When you are in your mid sixties he will be in his nineties. When you are meant to be enjoying early retirement, you will be looking after a very old man.

maleview70 Tue 09-Apr-13 21:44:50

Unless he is dead by then!

Still choking about AF's Marmite Tower comment and thinking that perhaps the tag line for marmite is accurate - you either love it or hate it!

Cherylkerl Tue 09-Apr-13 22:07:33

My dad and his partner have a 22 year age gap and it's lovely to see him happy with her - and she's only a couple of years older than me, but much more mature!

Age CAN be an important issue but doesn't HAVE to be. This relationship has lasted almost as long as my parents marriage did - now been together 15 years and counting. My parents were the same age.

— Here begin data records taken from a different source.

PR #914, opened 2019-05-23
add tuple pdtype

JonathanRaiman:
Adding support for Tuple action spaces 😄

### DIFF
--- a/baselines/common/distributions.py
+++ b/baselines/common/distributions.py
@@ -275,6 +275,133 @@ class BernoulliPd(Pd):
     def fromflat(cls, flat):
         return cls(flat)
 
+
+
+def _np_cast(x, dtype):
+    """Numpy cast, equivalent to tf.cast"""
+    return x.astype(dtype)
+
+
+def decode_tuple_sample(pdtypes, x):
+    """
+    Cast and convert a sample from its dense concatenated state back to constituent parts.
+
+    Arguments
+    ---------
+
+    :param pdtypes: list<PdType>, a TuplePdType's child PdTypes.
+    :param x: np.ndarray or tf.Tensor.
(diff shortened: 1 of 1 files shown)


baselines/common/distributions.py
```diff
@@ -275,6 +275,133 @@ def sample(self):
...
+
+    def tuple_sample_concat(self, samples):
+        out = []
+        for sample, pdtype in zip(samples, self.pdtypes):
+            if len(pdtype.sample_shape()) == 0:
+                sample = tf.expand_dims(sample, axis=-1)
+            if sample.dtype != self.sample_dtype:
+                sample = tf.cast(sample, self.sample_dtype)
+            out.append(sample)
+        return tf.concat(out, axis=-1)
```
pzhokhov: If I read the logic correctly, this concatenation will not work if the sub-types have samples with different number of dimensions (or if the sizes of any dimensions but the last don't match). Should we add an assertion into the constructor that checks for that?

baselines/common/distributions.py
```diff
@@ -275,6 +275,133 @@ def sample(self):
...
+        return TuplePd
+
+    def pdfromflat(self, flat):
+        return TuplePd(self.sample_dtype(), self.internal_pdtypes, flat)
+
+    def param_shape(self):
+        return [sum([pdtype.param_shape()[0]
+                     for pdtype in self.internal_pdtypes])]
+
+    def sample_shape(self):
```
pzhokhov: this also looks like it won't work right for the sub-types with multidimensional samples

JonathanRaiman:
@pzhokhov Thanks! I'll work on addressing these points.

ronuchit:
@JonathanRaiman Just chiming in to say that this commit would be very helpful for my own research as well :) Could you describe the assumptions on the subspace dimensions that are being made by this code? Thank you!!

Age does have some impact on the relationship I suppose though. He's very keen for her to retain her independence and has encouraged her to pursue a career - she was a stay at home single mum when they met. He did provide support but also mindful of the fact that she needs something for herself and a means of earning a living for when he isn't here. Their age and life stages did shape certain things - in the early days, there was a lot of conversation about the issue of kids. She had two young kids from a previous relationship, we were grown up. My Dad was willing to commit to being a step dad but not keen on anymore of his own, but aware that at her age at the time - early twenties - she might not have been done. As it happened, she felt she was and I think they are happy with their decision. Dad would not have continued the relationship otherwise - he believes women should not be denied the opportunity to be a mother by an older man who has children. She appears to be enjoying the fruits of her efforts now my dad is a grandad as she has a very special role in my nephew's life, so she has access to baby cuddles.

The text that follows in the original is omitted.